PR #1077, opened 2024-08-16
Plain text component language codes

### LINKED ISSUE #1040: Adventure's PlainTextComponentSerializer does not translate Minecraft Language Codes

### Minecraft Version

1.20

### Describe the bug

When running on a server, using [Minecraft Language Codes](https://gist.github.com/sppmacd/82af47c83b225d4ffd33bb0c27b0d932#:~:text=argument.range.empty) inside translatable Adventure Components is handled automatically. For example, if I have this plugin:

```java

public class BukkitTestPlugin extends JavaPlugin {
    @Override
    public void onEnable() {
        getLogger().info(getMessageString());
    }

    public Component getMessageComponent() {
        return Component.translatable("argument.range.empty");
    }

    public String getMessageString() {
        return PlainTextComponentSerializer.plainText().serialize(getMessageComponent());
    }
}
```

The following message appears in the console:

```log
[BukkitTestPlugin] Expected value or range of values
```

However, when running tests through MockBukkit, these components are serialized as their translation key, in this case `argument.range.empty`.

### Reproducible Test

```java
public class ComponentTest {
    @Test
    void test() {
        MockBukkit.mock();
        BukkitTestPlugin plugin = MockBukkit.load(BukkitTestPlugin.class);

        Assertions.assertEquals("Expected value or range of values", plugin.getMessageString());
        
        MockBukkit.unmock();
    }
}

ComponentTest.test:13 expected: <Expected value or range of values> but was: <argument.range.empty>
```

### Anything else?

I originally asked about this on the [Paper Discord](https://discord.com/channels/289587909051416579/555462289851940864/1259993507658076351). I thought it might be possible to register the translation keys myself into Adventure's [GlobalTranslator](https://docs.papermc.io/paper/dev/component-api/i18n#globaltranslator). The Paper team mentioned that the `en_us.json` file should be present in the server jar, so I tried loading translations like so:

```java
private void setupTranslations() {
	TranslationRegistry registry = TranslationRegistry.create(Key.key("minecraft:english"));

	Class<?> nmsClass;
	try {
		nmsClass = Class.forName("net.minecraft.server.Language");
	} catch (ClassNotFoundException e) {
		// In this case, the code stops here
		throw new IllegalStateException("Could not load translations!", e);
	}

	// I could never find this resource
	try (InputStream input = nmsClass.getResourceAsStream("/assets/minecraft/lang/en_us.json")) {
		if (input == null) throw new IllegalStateException("Could not load translations! InputStream was null.");
		JsonObject jsonObject = new Gson().fromJson(new InputStreamReader(input, StandardCharsets.UTF_8), JsonObject.class);

		for (Map.Entry<String, JsonElement> entry : jsonObject.entrySet()) {
			registry.register(entry.getKey(), Locale.US, new MessageFormat(entry.getValue().getAsString()));
		}
	} catch (IOException e) {
		throw new IllegalStateException("Could not load translations!", e);
	}

	GlobalTranslator.translator().addSource(registry);
}
```

However, I was never able to find the `en_us.json` file, and it seems plausible that this file is simply not included in the classpath when running with MockBukkit.

The Paper team also mentioned that 'PaperAdventure usually hooks into the default Minecraft translations' without using GlobalTranslator (https://discord.com/channels/289587909051416579/555462289851940864/1259995435964039198), so maybe that's a pathway MockBukkit can use. I suppose something about the PlainTextComponentSerializer provided by MockBukkit vs Paper is missing this part.

Thorinwasher:
# Description
Fixes  #1040

~~I might need to add more tests to this. But I honestly don't understand how translatable components work~~ (got one more test from [willkroboth](https://github.com/willkroboth))

# Checklist


src/main/java/be/seeseemelk/mockbukkit/adventure/PlainTextComponentProviderImpl.java
```diff
@@ -0,0 +1,110 @@
...
+				.build();
+	}
+
+	@Override
+	public @NotNull Consumer<PlainTextComponentSerializer.Builder> plainText()
+	{
+		return builder -> builder.flattener(BASIC_COMPONENT_FLATTENER);
+	}
+
+	private static void processTranslatable(TranslatableComponent translatable, Consumer<Component> consumer)
```
thelooter, line 41: Please split this method into multiple methods to reduce cognitive complexity

thelooter (changes requested):

src/main/java/be/seeseemelk/mockbukkit/adventure/PlainTextComponentProviderImpl.java
Thorinwasher: Okay, moved some of the code into a method

src/main/java/be/seeseemelk/mockbukkit/adventure/Language.java
```diff
@@ -0,0 +1,34 @@
+package be.seeseemelk.mockbukkit.adventure;
+
+public interface Language
```
4everTheOne, line 3: Should we add Javadocs to this interface for both "class" and method?

src/main/java/be/seeseemelk/mockbukkit/adventure/Languages.java
```diff
@@ -0,0 +1,46 @@
...
+		return instance;
+	}
+
+	public static void setInstance(Language instance)
+	{
+		Preconditions.checkNotNull(instance);
+		Languages.instance = instance;
+	}
+
+	public static Language loadLanguage(Language.LanguageType language)
```
4everTheOne, line 43: Up for discussion: at the moment a developer using the API only has access to the languages specified in LanguageType. Should we provide a way for users do load their own files?

For example separating this method in 2, one to load from input streams and other to read from resources.

src/main/resources/translations/en-us.json
```diff
@@ -0,0 +1,6886 @@
+{
```
4everTheOne, line 1: Where does this file come from? Is it available in paper?

4everTheOne (approved):

src/main/java/be/seeseemelk/mockbukkit/adventure/Language.java
Thorinwasher: Hmm, I'm not quite sure, should we:
1. Declare this as part of the api
2. Don't declare it as api

Is there any unit tests that would gain something from using this class?

src/main/java/be/seeseemelk/mockbukkit/adventure/Languages.java
Thorinwasher: > Should we provide a way for users do load their own files?

It's kind of possible by using the JsonBackedLanguage class, you mainly have to deserialize the json from file firstly. But we could also add the possibility to read inputstreams (given that they are in the right json format)

src/main/resources/translations/en-us.json
Thorinwasher: Generated by metaminer (legal grayzone), ~~let me make a pr for that actually~~ already done apparently

src/main/java/be/seeseemelk/mockbukkit/adventure/Language.java
Thorinwasher: I wrote some docs, seems like it was necessary

src/main/java/be/seeseemelk/mockbukkit/adventure/Languages.java
Thorinwasher: There we go, added one static methoid for that as well

4everTheOne (approved):

thelooter (approved):

PR #1080, opened 2024-08-17
Implemented methods in EntityMock

4everTheOne:
# Description
This PR implements some methods in Entity that were throwing a UnimplementedOperationException.

# Checklist


src/main/java/be/seeseemelk/mockbukkit/entity/EntityMock.java
```diff
@@ -646,8 +655,17 @@ protected EntitySubType getSubType()
 	@Override
 	public boolean isOnGround()
 	{
-		// TODO Auto-generated constructor stub
-		throw new UnimplementedOperationException();
+		return this.onGround;
```
Thorinwasher, line 657: Probably up for discussion whether this is best as a boolean switch. To be real, making a real implementation for this would be a nightmare to maintain due to new block types, so I would say this probably is the best choice.

src/main/java/be/seeseemelk/mockbukkit/entity/EntityMock.java
```diff
@@ -1262,8 +1272,17 @@ public boolean isInWater()
 	@Override
 	public boolean isInWorld()
 	{
-		// TODO Auto-generated method stub
-		throw new UnimplementedOperationException();
+		return this.inWorld;
```
Thorinwasher: Probably better to check if location.getWorld() is null. 

Generally the entity will be in a world if there is one, see lines 149-152 entity mock

src/main/java/be/seeseemelk/mockbukkit/entity/EntityMock.java
Thorinwasher, line 1: The following behaviors are tick dependant:
- frozen ticks
- ticks lived

I would try to link these to the scheduler. What would happen if you added a repeating task like this in the entitty mock constructor?
```java
Bukkit.getScheduler().runTaskRepeatedly(() -> {
    if(isDead){
         return;
     }
    if(isFreezing){
        freezingTick++;
    }
    ticksLived++;
}); // run this task every tick, including the 0th tick  from the moment this entity has spawned
```
I believe every task in the scheduler *should* be cleared whenever the method MockBukkit::unMock() is called. So it should not be an issue for memmory?

This is really up to discussion, as this is getting close to being an only mockbukkit implementation

Thorinwasher (commented):
Here's some comments. I'm being a bit vague here as it's up for discussion

src/main/java/be/seeseemelk/mockbukkit/entity/EntityMock.java
4everTheOne: In the beginning of development i was wondering if I should implement it based on the real implementation or not, but then dropped the idea.
One of the reasons behind it, was that identifying if the entity is standing on the block is not trivial. We need to take in consideration:
- Entity location
- How big is the entity? Is the block below the boundary box?
- Is a full block? Does it have small collision boxes (Glass pane)? Is transparent?

From a developer that's trying to test the application using MockBukkit I would prefer just have full control over the entity without needing to make changes to the world.

src/main/java/be/seeseemelk/mockbukkit/entity/EntityMock.java
4everTheOne: Thanks for the feedback. I will try that approach

src/main/java/be/seeseemelk/mockbukkit/entity/EntityMock.java
4everTheOne: That can be interesting, but if done in a way that the developer can control the game time.
Something similar to what exists in the game in "/tick" command.

Lets say for example the developer using MockBukkit is developing a plugin with the following requirement: When a player is hit by a snow ball it should take damage for 5 seconds.

With this "wizard ball" he can "simulate" 5 seconds of the entity being alive and then check the current snapshot of the game.

src/main/java/be/seeseemelk/mockbukkit/entity/EntityMock.java
Thorinwasher: I agree with that sentiment

src/main/java/be/seeseemelk/mockbukkit/entity/EntityMock.java
Thorinwasher: > That can be interesting, but if done in a way that the developer can control the game time.
Something similar to what exists in the game in "/tick" command.

There's `BukkitSchedulerMock#performOneTick()` and `BukkitSchedulerMock#performTicks(long)`. And yeah, I guess one could include damage taken from freezing? (let's not, that seems like a different pr)

4everTheOne: The "ticking" of ticksLived in Mojang code is being done at a server level. Should we implement something similar? For example, each entity having a "tick" method that would be called to increment the ticks lived.

What do you think?
```java
public void tick() {
    if(isDead){
         return;
     }
    if(isFreezing){
        freezingTick++;
    }
    ticksLived++;
}
```

Thorinwasher: That works as well, it's probably better

4everTheOne: I have updated the EntityMock to support the _ticksLived_ counter. After looking into the Mojang source code, it seems that the logic for freezing the entity is in _LivingEntity_ class on method "aiStep" (L3530 - L3538). After this information and if you agree, i will not include this increment in this PR.

Thorinwasher: Sure, that works

Thorinwasher (approved):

PROBLEM DESCRIPTION:
Only the lines from the one with "Thorinwasher: That works" through the end of the data belong in the answer, each reproduced exactly.

TASK RESULT:
Thorinwasher: That works as well, it's probably better

4everTheOne: I have updated the EntityMock to support the _ticksLived_ counter. After looking into the Mojang source code, it seems that the logic for freezing the entity is in _LivingEntity_ class on method "aiStep" (L3530 - L3538). After this information and if you agree, i will not include this increment in this PR.

Thorinwasher: Sure, that works

Thorinwasher (approved):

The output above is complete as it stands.